Biden, as senator and head of the Senate Judiciary Committee in the late ‘80s and early ‘90s, helped craft plans for the war on drugs, calling for an escalation of what President H.W. Bush had proposed in September 1989: “Quite frankly, the president’s plan is not tough enough, bold enough, or imaginative enough to meet the crisis at hand,” Biden said then.
Flash forward to the 2020 election. Candidate Biden’s justice plan echoed what cannabis advocates had been saying as put forward in the MORE Act: “No one should be incarcerated for drug use alone. Instead, they should be diverted to drug courts and treatment.”
Naturally, cannabis advocates were confused when the newly-elected Biden promptly demoted or fired White House staff for admitting to past cannabis use. Why cling to reefer madness?
Legalization Gets New Life
The legalization issue keeps showing up in different ways.
On December 21, 2020, Congress passed a Covid-19 stimulus package that included repealing the prohibition on students with drug convictions from receiving federal financial aid, helping thousands of students get an education.
Then in July 2021, Senate Majority Leader Chuck Schumer (D-NY), Senator Cory Booker (D-NJ) and Senate Finance Committee Chairman Ron Wyden (D-OR) unveiled a draft of a new bill, “Cannabis Administration and Opportunity Act,” a “thoughtful, comprehensive approach” to federal cannabis reform, according to the National Cannabis Roundtable.
The draft of the bill, actually a “discussion draft,” reads like a slightly revised MORE Act. But it is the first time a Senate majority leader has sponsored a cannabis legalization bill. And Schumer told Politico that there would be a floor vote on the bill, which would be the first time that the Senate has held such a vote on descheduling cannabis.
The Reality in Congress
With Democrats in charge of Congress, it would still take 10 Republican senators and all Democratic senators to pass a cannabis legalization bill. Schumer’s bill, in whatever form it eventually takes, will likely not have enough votes to pass.
Viridian Capital Advisors, a strategic cannabis capital advisory company, saw it this way: “Beyond symbolic factors, we believe the impact of Mr. Schumer’s draft will be largely immaterial as the bill is unlikely to pass in its current state or even in a significantly pared down version.”
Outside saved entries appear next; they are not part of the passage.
PR #267, opened 2026-07-10
feat: fork a chat during Q&A (Cross Question / A/B Fork) + fork UI simplification

tanveergill:
## Summary

Adds the ability to **fork a chat while the assistant is asking a question** (a pending `AskUserQuestion` / interview), so the user can branch off without disturbing the original thread. Two flavors are offered on the pending-question card:

- **Cross Question** — forks on the chat's own working copy (binding verbatim: local stays local, an existing worktree is adopted). The carried question renders as inline reference and the composer is immediately free — for interrogating the assistant before answering.
- **A/B Fork** — forks into new worktrees off each folder's current branch, carrying uncommitted + staged changes; the carried question re-opens as an answerable card — for proceeding down an alternate path in parallel.

The per-message footer keeps a single plain **Fork conversation** button on completed messages (the two flavors are card-only).

## What's in this PR (submodule: gui-app + protocol)

- Relaxed fork gating so the affordance is available during a pending interview; `findPendingInterview` exposes the owning message id.
- Pending-interview card gains the two fork-flavor actions; per-message footer stays a single plain button.
- `forkSource.carriedInterviews` (`"pending" | "settled"`) drives whether the fork re-opens the carried question as answerable or settles it as reference.
- A/B fork rebases each folder to the chat's working-copy directory and pre-selects a new worktree carrying the working tree.
- Default fork title reflects the mode (Fork / Cross Question / A/B Fork).

The host-side changes (fork resolver, session-anchor handling for Claude/Codex/OpenCode) ride the paired `traycer-internal` PR.

## Testing

- `bun run compile` clean (gui-app).
- Vitest suites for the fork seed, interview card, and chat-tile pass; `react-doctor` clean on changed files.


tanveergill:
@coderabbitai thanks — quick responses:

1. **A/B pre-selection recovery** — intentional fail-safe. `canSubmitFork` gates an A/B fork on the staged worktree pre-selection because forking into a *new worktree* requires a resolved workspace; if the folder-summaries query never lands, the picker shows the folders as unresolved and there is genuinely nothing valid to fork into. Blocking submit (rather than silently falling back to the source binding, which would create the fork on the wrong working copy with no setup script) is the correct behavior; the user can cancel or retry. Verbatim (plain / cross-question) forks are not gated.

2. **buildForkWorkspaceSeed coverage** — this is a false positive; the `describe("buildForkWorkspaceSeed")` suite is still present (fork-workspace-seed.test.ts, line 154), alongside the new `buildAbForkWorkspaceSeed` tests.

No code changes needed for these.

tanveergill:
@coderabbitai resolve — the three comments are addressed (two are false-positive/intentional as noted above); resolving the threads.

PR #290, opened 2026-07-11
protocol: unit-test guard for released-line host→client growth

hdkshingala:
## Why

PR #285's first iteration added `devin` to the **released** v3.0 catalog schemas — and `protocol-compat` passed. The gate detected the divergence ("enum values added at a released version") but `surface-compat.ts` scores all additions as `advisory` on a feature-gating assumption that is correct for the ~180 in-place id-growth sites (chat frames, per-provider echoes — all reachable only through a negotiated catalog) and exactly wrong for the catalog responses themselves, which every released client strict-decodes unconditionally. Meanwhile the `protocol-surface.json` release metadata was published but consumed by nothing, and the unit-test layer froze method names only.

## What

Detection is now **fully automatic in both directions — no labels, no manual review** in the normal path:

1. **Direction-aware severity** (`surface-compat.ts`): enum-value/union-variant additions at a released negotiated version are `breaking` on host→client slots (`response`, `serverFrame`) and stay `advisory` on client→host slots. Failure text teaches the fix: freeze the shipped line, open a new major with downgrade bridges (amp `003d7586` / devin `407d110` template).
2. **Static catalog-gated policy** (`compat-exceptions.json`): 18 method-scoped, id-agnostic pattern entries encoding the practiced safe growth paths — future harnesses never touch this file. A load-time rule rejects any entry that would grandfather the host→client slots of `agent.gui.listHarnesses` / `agent.list` / `providers.list`; those can only ever be fixed by a new version line.
3. **The unit test** (`released-baseline-compat.test.ts`): the newest released surface (the same artifact releases publish as `protocol-surface.json`) is committed as a fixture, and the live registries are replayed against it through the shared oracle in plain `bun run test`. The ids-on-a-released-line mistake goes red locally with the teaching message; a correctly opened new major stays green with zero policy edits.
4. **Freshness automation** (`sync-released-baseline.yml`): on each host/cli/desktop release tag, regenerate the fixture and open a mechanical PR if it changed.
5. **Frozen catalog-line fixtures** (`frozen-catalog-lines.ts` + test): the historical frozen exports for the 3 catalog methods can no longer drift silently.

The tag-resolving `protocol-compat` CI workflow is untouched (byte-identical) and remains the zero-staleness authority — an in-tree fixture edit can never fool it.

## Validation

| Gate | Result |
| --- | --- |
| compile + protocol tests (incl. the new guard) + gui-app tests | protocol 712 passed · gui-app 4819 pass / 1 skip |
| Fixture regenerated by `snapshot-released-baseline.ts` vs the surface dumped from `cli-v1.1.6` | byte-identical |
| Regression: the incident tree (devin/pi ids on v3.0) vs the fixture | **exit 1 — exactly 3 blocking** (the catalog responses @3.0) |
| The corrected v4.0 tree (#285+#286) vs the fixture | **0 blocking**, zero policy edits needed |
| This tree vs all 10 released baselines (tag-resolved) | exit 0 |

## Notes

- This PR edits `compat-exceptions.json`, which is on the *pre-existing* tripwire's guarded list — that check will flag once here (the current gate protecting itself during its own upgrade). No new label ceremony is introduced anywhere.
- The fixture is ~3.5 MB of canonicalized JSON and changes only once per release via the sync workflow.
- Known papercut: `GITHUB_TOKEN`-authored sync PRs don't trigger CI runs (GitHub restriction); if branch protection requires checks, re-run via `workflow_dispatch` or switch the workflow to a bot token later.


hdkshingala:
@coderabbitai review

PR #328, opened 2026-07-13
fix: harden provider sign-in and add copy-link fallback

anur4ag:
Three coordinated improvements make provider profile sign-in reliable, recoverable, and easier to complete when opening the browser is inconvenient.

## 1. Transport: keep providers.awaitLogin alive for the OAuth window (f15aab4)

providers.awaitLogin is a long-poll: the host holds the response until the OAuth login child terminates, bounded by the host's 3-minute login timeout. The transport's 30-second per-request frame timeout previously misread that silence as a dead host and closed the socket mid-sign-in.

- Session.next() now accepts a per-call wait budget. Dial and openAck retain the default timeout, so unreachable hosts still fail fast; only the response wait is extended.
- IHostMessenger.requestWithResponseTimeout is threaded through retrying/auth-aware wrappers, HostClient, and the mock messenger; request() still delegates with the default.
- PROVIDERS_AWAIT_LOGIN_RESPONSE_BUDGET_MS is a 4-minute client-local budget derived from the host deadline plus probe slack. It is not a wire-contract change.
- Transport regressions cover late success, the unextended handshake, and expiry of the extended budget.

## 2. GUI: clear stale failure state on the next attempt (0c18b96)

The provider settings panel's failure banner used to survive a later successful attempt. AddProviderProfileDialog now clears the reported failure when a new attempt starts and again when an attempt completes. The full-journey regression covers failure, banner retry, clearing on restart, and success with the banner still absent.

## 3. GUI: add a copy-link fallback while sign-in is pending (b0f3977)

The pending step now offers a secondary Copy link action beside Open sign-in page. It copies the external authorization URL, shows transient Copied feedback, and reports clipboard failures through the standard reportable error toast. The in-flow cancellation action is visually destructive and displays Cancel while retaining the accessible name Cancel sign-in so existing role queries remain unambiguous.

This client change pairs with the host-side guarantee that loginUrl is the real external authorization URL rather than a localhost callback.

## Verification

- Full workspace compile: all 4 projects passed.
- Focused GUI journey suites: 38/38 tests passed.
- Existing transport and host-client regression suites passed on the earlier commits.
- React Doctor on changed GUI files: no issues.
- Pre-commit affected build, compile, lint, format, and DCO checks passed.


anur4ag:
CodeRabbit outside-diff suggestion triage: **no code change**. I verified the current `useHostMutation` and `useHostMutationWithResponseTimeout` implementations. This is a non-blocking maintainability suggestion rather than a correctness issue: the two thin typed wrappers deliberately make their distinct `HostClient.request` vs. `requestWithResponseTimeout` call paths explicit. Extracting a generic request callback solely for this one pair would add type/callback indirection without changing behavior or reducing a demonstrated drift risk. All current checks remain green.

PR #609, opened 2018-12-04
Improves annotations in /lib/classes/api/

foliengriller:


lib/classes/api/class.FroxlorRPC.php
```diff
@@ -79,10 +79,10 @@ private static function validateAuth($key, $secret)
 	/**
 	 * validates the given command
 	 *
-	 * @param array $body
+	 * @param $request
```
d00p: variable type missing

lib/classes/api/abstract.ApiCommand.php
```diff
@@ -285,8 +287,7 @@ protected function mailer()
 	/**
 	 * call an api-command internally
 	 *
-	 * @param string $module
-	 * @param string $function
+	 * @param null $command
```
d00p: $command is a "string", not "null"

lib/classes/api/abstract.ApiParameter.php
```diff
@@ -145,6 +146,9 @@ protected function getParamList()
 	 * @param int $level
 	 *        	depth of backtrace, default 2
 	 *        	
+	 * @param int $max_level
+	 * @param null $trace
```
d00p: $trace is array|null

PR #610, opened 2018-12-04
Corrects annotations in class.Admins.php

foliengriller:


lib/classes/api/commands/class.Admins.php
```diff
@@ -23,7 +23,7 @@ class Admins extends ApiCommand implements ResourceEntity
 	 *
 	 * @access admin
 	 * @throws Exception
-	 * @return array count|list
+	 * @return string
```
d00p: basically true, a json_encoded array is returned (every api call does) but the extra info should be kept because the phpdoc is parsed for the api-documentation at https://api.froxlor.org/doc/0.10.0/).
So maybe we can agree on

`@return string json-encoded array count|list`?

lib/classes/api/commands/class.Admins.php
```diff
@@ -57,7 +57,7 @@ public function listing()
 	 *        	
 	 * @access admin
 	 * @throws Exception
-	 * @return array
+	 * @return string
```
d00p: see listing()

lib/classes/api/commands/class.Admins.php
```diff
@@ -160,7 +160,7 @@ public function get()
...
```
d00p: see listing() but not with count|list

lib/classes/api/commands/class.Admins.php
```diff
@@ -437,7 +437,7 @@ public function add()
...
```
d00p: see listing() but not with count|list

lib/classes/api/commands/class.Admins.php
```diff
@@ -694,7 +694,7 @@ public function update()
...
```
d00p: see listing() but not with count|list

lib/classes/api/commands/class.Admins.php
```diff
@@ -794,7 +794,7 @@ public function delete()
...
```
d00p: see listing() but not with count|list

d00p:
Also, this would apply to almost all API calls

d00p:
> This are not really parameters of this method. I know, they come via $this->getParam. But it looks horrible to me and is also not that easy to maintain.
> Is it possible to build a object out of the params first and pass this to the method?

Surely possible, but I won't change that now, don't want functions with these amount of parameters, no fun to code. Also, the parameters documentation would stay the same

d00p:
Additional: if you want to discuss this more deeply, best join us on IRC (freenode #froxlor)

lib/classes/api/commands/class.Admins.php
foliengriller: Thats ok for me...

foliengriller:
Did I still miss something?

The Biden administration was also less than encouraging. “Nothing has changed, and there’s no new endorsements of legislation to report today,” Press Secretary Jen Psaki said when asked about Schumer’s bill.
In a previous press conference, Psaki said that Biden supports leaving decisions regarding legalization for recreational use up to the states; supports legalizing medical marijuana; rescheduling cannabis as a Schedule II drug so researchers can study its positive and negative impacts; and, at the federal level, supporting decriminalizing marijuana use and automatically expunging any prior criminal records.
That’s not the last word on Schumer’s bill, because the need for such a bill is not going away, in part because new events keep creating more discussion.
New Spotlights
The discrepancies between anti-cannabis laws and the societal shift in favor of cannabis continue to take public stage.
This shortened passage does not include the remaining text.